This project focuses on understanding, cleaning, and analyzing the Netflix Titles dataset using Python. The objective is to explore how real-world datasets are inspected, cleaned, and analyzed before applying machine learning techniques.
The project demonstrates the early stages of a typical data science workflow, including dataset inspection, data cleaning, exploratory data analysis (EDA), and visualization of important patterns within the data.
The goal is to build a strong foundation in working with structured datasets and understanding how proper data preparation supports future analytical and machine learning tasks.
Dataset Used: Netflix Titles Dataset
The dataset contains information about movies and TV shows available on Netflix.
Each row represents a single Netflix title (movie or TV show).
Dataset structure:
- Rows: 8807
- Columns: 12
| show_id | type | title | director | country | release_year | rating | duration |
|---|---|---|---|---|---|---|---|
| s1 | Movie | Dick Johnson Is Dead | Kirsten Johnson | United States | 2020 | PG-13 | 90 min |
| s2 | TV Show | Blood & Water | Unknown | South Africa | 2021 | TV-MA | 2 Seasons |
| Column | Description |
|---|---|
| show_id | Unique identifier for each title |
| type | Indicates whether the title is a Movie or TV Show |
| title | Name of the movie or show |
| director | Director of the title |
| cast | Main actors appearing in the title |
| country | Country of production |
| date_added | Date when the title was added to Netflix |
| release_year | Year the title was released |
| rating | Audience rating classification |
| duration | Length of movie or number of seasons |
| listed_in | Genre or category of the title |
| description | Short description of the content |
The dataset contains several rating categories including TV-MA, TV-14, TV-PG, PG-13, and R, indicating the intended audience for each title.
The project follows a structured data analysis workflow:
Load Dataset
↓
Dataset Understanding
↓
Basic Data Checks
↓
Data Cleaning (handling missing values and duplicates)
↓
Save Cleaned Dataset
↓
Statistical Summary
↓
Exploratory Data Analysis
↓
Visualization and Insights
This pipeline converts raw data into a clean dataset suitable for analysis.
Before performing analysis, the dataset was inspected and cleaned to ensure data quality.
Cleaning steps included:
- Inspecting dataset structure using
df.info() - Reviewing sample records using
df.head() - Identifying missing values
- Filling missing categorical values with
"Unknown" - Checking for duplicate records
- Verifying dataset consistency after cleaning
Example cleaning operation:
df[col] = df[col].fillna("Unknown")After cleaning, the dataset was verified to confirm that no missing values or duplicate rows remained.
Exploratory Data Analysis was performed to understand the distribution and characteristics of the dataset.
Key columns explored during analysis:
- type
- release_year
- country
- rating
- duration
Example command used during analysis:
df['type'].value_counts()EDA helps identify patterns, trends, and relationships within the dataset.
Movies dominate the Netflix catalog, significantly outnumbering TV Shows in the dataset.

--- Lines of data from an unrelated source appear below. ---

PR #2308, opened 2019-06-05
Faster poisson solver

ajt60gaibb:
Old code, which called chebop2's automatic differentiation code on Laplace operator:  
```
tic
u = chebfun2.poisson(chebfun2(1),0);
toc
Elapsed time is 0.727262 seconds.
```
Updated code, which just fills in the Laplace operator (as we know it is Laplace):   
```
tic
u = chebfun2.poisson(chebfun2(1),0);
toc
Elapsed time is 0.592926 seconds.
```

### DIFF
--- a/@chebfun2/poisson.m
+++ b/@chebfun2/poisson.m
@@ -58,7 +58,7 @@ if ( nargin == 1 )
     % Call is POISSON(F) so set G = 0 and use chebop2 to determine the
     % discretization size:
     g = 0;
-    N = chebop2(@(u) diff(u,2,1) + diff(u,2,2), f.domain);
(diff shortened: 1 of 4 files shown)


danfortunato:
@ajt60gaibb, did you want to reopen this? I have merged #2307, but the faster Poisson solver (dc9e9ca) was not part of that.

ajt60gaibb:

The number of titles increases significantly after approximately 2015, reflecting the expansion of streaming platforms and original content production.
The United States produces the largest share of Netflix titles, followed by India and the United Kingdom, indicating strong contributions from both Western and international markets.
Most titles fall under TV-MA and TV-14, suggesting that the majority of Netflix content targets adult and teen audiences.
Many TV shows in the dataset have only one season, while movies typically range between 90 and 110 minutes in length.
Although this project does not implement machine learning models, the dataset could support several potential ML tasks such as:
- Predicting whether a title is a Movie or TV Show
- Predicting the content rating
- Genre classification using the description field
Before applying machine learning algorithms, additional preprocessing and feature engineering would be required to convert categorical and text data into numerical features.
The following tools and technologies were used in this project:
- Python
- pandas
- matplotlib
- Git
- GitHub
Through this project, the following skills were developed:
- Understanding and inspecting real-world datasets
- Data cleaning and preprocessing
- Exploratory data analysis
- Data visualization
- Organizing a structured data project
- Version control using Git
This dataset provides opportunities for further exploration, including:
- Advanced data analysis and trend exploration
- Feature engineering for machine learning
- Text analysis using the description column
- Building predictive models using the cleaned dataset
Future projects will expand on these possibilities by applying machine learning and more advanced analytical techniques.